Со временем армия все больше и больше превращалась в море «не солдат, а просто мужиков в серых армейских шинелях». Эти мужики проявляли такую нутряную, добродушную, наивную любовь к миру и мыслили настолько примитивно, что интеллигенция, которая «приняла войну», с ужасом говорила, что русский народ – самый политически отсталый в мире. «Похоже, здесь патриотизм является монополией культурных классов общества», – в отчаянии сказал один французский дипломат. Временами казалось, что все складывается, как в знаменитой сказке Льва Толстого о царстве дураков, где вторгшегося врага встречали хлебом-солью: «Наверно, друзья, земли у вас мало и есть нечего, поэтому вы пришли к нам с оружием? Раз так, мы с вами поделимся; чем богаты, тем и рады. Зачем брать грех на душу и убивать друг дружку?»
Ни одна армия, даже самая лучшая, не гарантирована от развала, иногда удивительно быстрого.

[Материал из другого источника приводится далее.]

PR #9848, opened 2015-11-01
Add LoS to Bio lab and prison.

ghost:
Both of these tech buildings are missing LoS when captured.

Noticed on PizzaAtomicas Mad Science MP map.


GraionDilach:
The changes seem consistent with Hospital and Oil Derrick, so :+1:.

Современная война подвергает «человеческий материал» тяжелейшим испытаниям. Есть предел, который нельзя переступать безнаказанно. Вопрос в том, кто доходит до этого предела и как быстро.
Возможно, генерал Деникин острее всех переживал развал русской армии и обвинял в нем всех вокруг. Но даже он вспоминает, как «осенью 1918 г. немецкие войска, оккупировавшие Дон и Малороссию, развалились в течение одной недели... Они смещали своих офицеров, а некоторые части продавали армейскую собственность, лошадей и оружие». Он указывает, что «брожение происходило и в армиях победителей: во французских частях, оккупировавших Румынию и Одессу в начале 1919 г., во французском флоте в Черном море, в английских частях, посланных в Константинополь и Закавказье, и даже в самом могучем английском флоте... Части переставали повиноваться; положение спасала только быстрая демобилизация и набор новых солдат, чаще всего добровольцев». В шестом томе воспоминаний Пуанкаре приводится множество таких фактов – например, обстрел автомобиля генерала Дюбе его же собственными солдатами.